For best results, use machine learning to do customer segmentation, but then get humans with domain knowledge to validate the segments
There are two common ways in which people do customer segmentation. The “traditional” method is to manually define the axes through which the customers will get segmented, and then simply look through the data to find the characteristics and size of each segment.
Then there is the “data science” way of doing it, which is to ignore all intuition, and simply use some method such as K-means clustering and “do gymnastics” with the data and find the clusters.
A quantitative extreme of this method is to do gymnastics with your data, get segments out of it, and quantitatively “take action” on it without really bothering to figure out what each clusters represent. Loosely speaking, this is how a lot of recommendation systems nowadays work – some algorithm somewhere finds people similar to you based on your behaviour, and recommends to you what they liked.
I usually prefer a sort of middle ground. I like to let the algorithms (k-means easily being my favourite) to come up with the segments based on the data, and then have a bunch of humans look at the segments and make sense of it.

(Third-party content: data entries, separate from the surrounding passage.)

PR #3336, opened 2015-06-04
store direct captures internally

mcginty:
Anecdotal evidence suggests that direct capture wasn't working using the external storage directory for some people (would just return to the ConversationActivity with nothing attached).

This seems nicer as it limits the visibility of the captured photo at least a bit better since it's not in the /sdcard/ location.


mcginty:
closing in favor of direct capture pr

PR #3342, opened 2015-06-04
use the Ringtone class instead of interacting with MediaPlayer directly

### LINKED ISSUE #3340: MessageNotifier never calls MediaPlayer.release()
`MessageNotifier` uses `MediaPlayer` for [playing the notification sound for in thread notifications](https://github.com/WhisperSystems/TextSecure/blob/master/src/org/thoughtcrime/securesms/notifications/MessageNotifier.java#L316) but never calls `MediaPlayer.release()` as strongly suggested in the [MediaPlayer documentation](http://developer.android.com/reference/android/media/MediaPlayer.html)

the code should either be updated to call `release()` in a final block or, my preference, stop interacting with the `MediaPlayer` directly and let the `Ringtone` class handle this like so:

```java
Ringtone tone = RingtoneManager.getRingtone(context, uri);
tone.setStreamType(AudioManager.STREAM_NOTIFICATION);
tone.play();
```

`Ringtone` manages a `MediaPlayer` instance internally and takes care of `release()` and all that stuff.

rhodey:
use the Ringtone class instead of interacting with MediaPlayer directly

Fixes #3340
// FREEBIE

### DIFF
--- a/src/org/thoughtcrime/securesms/notifications/MessageNotifier.java
+++ b/src/org/thoughtcrime/securesms/notifications/MessageNotifier.java
@@ -29,7 +29,8 @@ import android.graphics.BitmapFactory;
 import android.graphics.Color;
 import android.graphics.drawable.Drawable;
 import android.media.AudioManager;
-import android.media.MediaPlayer;
+import android.media.Ringtone;
+import android.media.RingtoneManager;
 import android.net.Uri;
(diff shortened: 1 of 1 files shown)


rhodey:
this has the added benefit of respecting the volume level set by the user instead of using 25% erretime.

moxie0:
in 3.8.0

PR #3346, opened 2015-06-05
fix checkbox overlap with fastscroll

mcginty:
Styling the fastscroll and changing its size is nontrivial, so I'm going to wait until we convert to a RecyclerView to make it fancier. In the mean time, updated the sticky list headers library to fix a memory leak.


moxie0:
In 2.18.0

PR #3350, opened 2015-06-05
decode bitmaps as RGB565 when low memory

mcginty:
cuts decoding memory in half


agrajaghh:
how about making this conditional on the memclass? On a quick test my photos looked noticeable darker with 16bit.

mcginty:
@agrajaghh great point and thanks for the good sample image. definitely noticeable.

mcginty:
It'd be cool if they supported an RGB_888 when you don't care about alpha.

mcginty:
fixed

moxie0:
in 2.19.0

Issue #2602, opened 2015-03-06
[Feature] Convert known phone numbers in text body into contact names


patcon:
Splitting this out from @brwolfgang's #2582 request for clickable phone numbers.

> It also would be nice if TS would identify the number in text body using my local contacts list and instead of showing the unrecognizable sequence of numbers it showed a (clickable) contact name.
>
> A SMS example: Você recebeu ligações de: 04111123451234 16:59hs
> A processed SMS example: Você recebeu ligações de: : Dad 16:59hs

~~Blocked on #2582.~~

silentmoose:
The function would be simple, simply check the phone number against the stored numbers, however the question is where the best implementation would be. Also the color should be changed on the name to make it known the name is not normal text.

kmindi:
Wait for answers of my just created [question for this on Stack Overflow](https://stackoverflow.com/questions/28960987/how-to-convert-a-phone-number-to-that-contacts-name-in-textview-on-android)

silentmoose:
@kmindi you have to pull it from  a list view. Lot's of tutorials online on how to pull phone numbers from contact list in android. Text secure already has the permission to read them.

KonPap18:
i am interested in fixing this issue with a classmate of mine, for a university project.

moxie0:
I'm down with supporting vcard or something so that contact info can be transmitted and rendered appropriately, but I'm not really down with modifying the content of strings within an otherwise unencoded message.

PR #3352, opened 2015-06-05
contact name is displayed aside known number, in text body(inspired by issue #2602)

KonPap18:
Instead of replacing phone number with the contact name, as requested in issue #2602 we put in aside, inside parenthesis
  Ref #2602
image


agrajaghh:
It seems like you changed a lot of whitespaces unintentionally

moxie0:
Thanks but:

1. There are hella formatting changes unrelated to your change.
2. This does blocking I/O on the UI thread.
3. This is a whole lot of non-model logic in a model.

PR #3353, opened 2015-06-05
add dark theme to emojiDrawer

### LINKED ISSUE #3240: Make the emoji panel back color theme dependent
In other words:
Turn off f the light for the li'l fellas' home, when it's dark outside
 🌞🌚

agrajaghh:
Fixes #3240

screenshot_2015-06-06-01-23-53


2-4601:
Glorious!

src/org/thoughtcrime/securesms/components/emoji/EmojiPageModel.java
```diff
@@ -1,7 +1,8 @@
 package org.thoughtcrime.securesms.components.emoji;
 
 public interface EmojiPageModel {
-  int getIconRes();
+  int getLightIconRes();
```
mcginty: instead of `get<Theme>IconRes()` as independent methods, it might make more sense to do `getIconAttr()` and have the caller resolve it with their context.

agrajaghh: you're right, thats much better! changed it...

res/values/themes.xml
```diff
@@ -203,6 +218,21 @@
         <item name="conversation_attach_photo">@drawable/ic_photo_camera_dark</item>
         <item name="conversation_attach">@drawable/ic_attach_white_24dp</item>
 
+        <item name="emoji_tab_strip_background">@color/gray95</item>
+        <item name="emoji_tab_indicator">#ff595959</item>
```
mcginty: total nitpick since I began the fad of lazily not creating color variables, but since we have so many shades of gray now (well below the amount to make a bad book joke, thankfully) we might label these as @color/grayNN to at least partially standardize these.

agrajaghh:
used `@color/grayNN` now (for the non transparent values at least). For the NN I used (100 - brightness). Is that what you did? Because `<color name="gray5">#ffeeeeee</color>` is (0; 0; 93%) in the HSB model, so it should be `gray7`, no? Or how did you come up with 5?

mcginty:
@agrajaghh I think I just guessed it was 5ish percent. In reality perhaps we should, excluding our brand's `2090EA`-blue, stick with the material guidelines and mark them as "weights" out of 1000? Referring to http://www.google.com/design/spec/style/color.html#color-color-palette, EEEEEE would be `@color/gray200`.

mcginty:
It baffles me but I couldn't find an android color XML version of the material palette, so I made one here if you want to use it: https://gist.github.com/mcginty/95c5ad31a2b2d412ceb2

agrajaghh:
@mcginty I'm a bit confused. How do they get the 200? How can I get the value for e.g. #505050?

jeremymasters:
The only thing I could think of is in the case of #505050 you'd be looking at hex 50 / hex FF which I get .3137 :) which I guess would be 314?

agrajaghh:
@jeremymasters `gray200` is `#eeeeee` so ee=238, and 238/255=0,933. I'm still confused..

jeremymasters:
@agrajaghh wow.  Must be some new math.

PR #3364, opened 2015-06-07
Couple of cosmetic corrections for strings.xml

RiseT:
I've made a couple of very minor cosmetic corrections (mostly punctuation) of the original strings which I noticed when translating at Transifex.
Each one of them is about consistency and conformity with similar strings.

While I'm pretty sure about the correctness of the changes, I'm an absolute novice to GitHub - sorry in advance if I violate some formal conventions for commiting at GitHub or do something stupid in the process.

### DIFF
--- a/res/values/strings.xml
+++ b/res/values/strings.xml
@@ -20,8 +20,8 @@
         able to access them.
     </string>
     <string name="ApplicationPreferencesActivity_disable">Disable</string>
-    <string name="ApplicationPreferencesActivity_unregistering">Unregistering...</string>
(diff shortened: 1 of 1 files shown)


mcginty:
Thanks @RiseT, not having ellipses in the title does seem nicer. All these look good to me.

RiseT:
@mcginty I've changed them as pretty much all dialogs of that kind don't have ellipses in the title but they do in the description text. Those are aberrations.

moxie0:
In 2.18.0

PR #3873, opened 2015-08-03
fix crash when opening link with no browser installed

### LINKED ISSUE #3726: opening hyperlink with no browser installed crashes TS
https://gist.github.com/40e0ca458f712207dee7

If I send or receive an HTTP/HTTPS link and try to open said link on a device that has no web browser installed, TextSecure will crash.

heyimgay:
so this is the beginning of my attempt to fix #3726

comments/suggestions/hints are very welcome as im new to android programming

### DIFF
--- a/src/org/thoughtcrime/securesms/RegistrationActivity.java
+++ b/src/org/thoughtcrime/securesms/RegistrationActivity.java
@@ -100,7 +100,9 @@ public class RegistrationActivity extends BaseActionBarActivity {
         intent.setAction(Intent.ACTION_VIEW);
         intent.addCategory(Intent.CATEGORY_BROWSABLE);
         intent.setData(Uri.parse("https://twilio.com"));
-        startActivity(intent);
+        if (intent.resolveActivity(getPackageManager()) != null) {
+          startActivity(intent);
+        }
       }
     });
   }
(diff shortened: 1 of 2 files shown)


junitas:
Does this fix work for when a link is clicked in conversation? It seems that this only checks the null status of the Intent when registering or rating the app.

turtlekiosk:
From: http://stackoverflow.com/questions/22479211/intent-resolveactivity-null-but-launching-the-intent-throws-an-activitynotfou
"From what i could see, intent.resolveActivity() will return true if there is ANY activity resolving this intent. Even if this activity is not exported (which makes it unusable for all practical purposes in case it's not from your package)."
It'd be better to catch the ActivityNotFoundException

mammuth:
I highly doubt, your changes will fix the issue you reference. 

In the issue it says TS is crashing, **when clicking on a hyperlink in a received/sent message**. You added checks for opening the PlayStore and registering with twilio?

Maybe @yawnbox might test it?

heyimgay:
Indeed I dont think this is ready yet but i wanted feedback early on, Im currently looking around the source to see what file(s) i have to edit to fix the issue in conversations. pointers welcome :)

moxie0:
@heyimgay Thanks but please don't open PRs unless you've tested them extensively and believe they're ready to be merged.

heyimgay:
@moxie0 OK will (not) do, for future reference should i instead leave a comment on the issue saying im going to work on it? didnt want duplication of work happening - sorry for the inconvenience

FeuRenard:
@heyimgay Do you allow me to use this contribution's code for a new PR?

PR #3876, opened 2015-08-04
DB performance optimizations

mcginty:
First round of database-related performance optimizations - it should cut load times for long conversations roughly in half. It's still kind of slow even given that, but more changes on the way to fix that.

* Add multi-column index that allows quick sorting against thread id and received time, which is how we sort our conversations. Without them, SQLite has been having to sort with temporary B-Trees which is not so efficient. Part of this requires using (column AS name) instead of (expr AS name), so I had to migrate the MMS database to use normal timestamps.
* Use the SQLite EXISTS method for checking if a conversation is empty instead of having to do a full sweep of the table.
* Move unnecessary HashMap and array allocations to static variables for the most-used getConversation() method.
* Stop keeping track of message count in ThreadDatabase since we don't use it and it's slow.


mcginty:
closing for now until i implement the "large query" cursor as wel

moxie0:
This is already a sizable diff, I like the idea of keeping those PRs distinct if there's no compelling reason otherwise?

mcginty:
yeah, i'll break these up into logical chunks

PR #3878, opened 2015-08-04
LargeSQLiteCursor

mcginty:
* getConversation() uses a LargeSQLiteCursor instance, which breaks up queries into chunks of a given window size. This is set to 500 right now, so a cursor load only happens every 500 messages and is pretty quick.
* refactor MmsSmsDatabase a bit to stop excessive object creation when calling getConversation()
* I don't know why we were calling setDistinct on our union subqueries since I'm unaware of any situation where dupe rows would be an issue, but it's slower so I set it to false. If that's a problem, can switch back.

### DIFF
--- a/src/org/thoughtcrime/securesms/database/LargeSQLiteCursor.java
+++ b/src/org/thoughtcrime/securesms/database/LargeSQLiteCursor.java
@@ -1,0 +1,212 @@
+package org.thoughtcrime.securesms.database;
+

Basically whatever segments are thrown up by the algorithm need to be validated by human intuition. Getting counterintuitive clusters is also not a problem – on several occasions, people I’ve validated the clusters by (usually clients) have used the counterintuitive clusters to discover bugs, gaps in the data or patterns that they didn’t know of earlier.
Also, in terms of validation of clusters, it is always useful to get people with domain knowledge to validate the clusters. And this also means that whatever clusters you’ve generated you are able to represent them in a human-readable format. The best way of doing that is to use the cluster centres and then represent them somehow in a “physical” manner.
I started writing this post some three days ago and am only getting to finish it now. Unfortunately, in the meantime I’ve forgotten the exact motivation of why I started writing this. If i recall that, I’ll maybe do another post.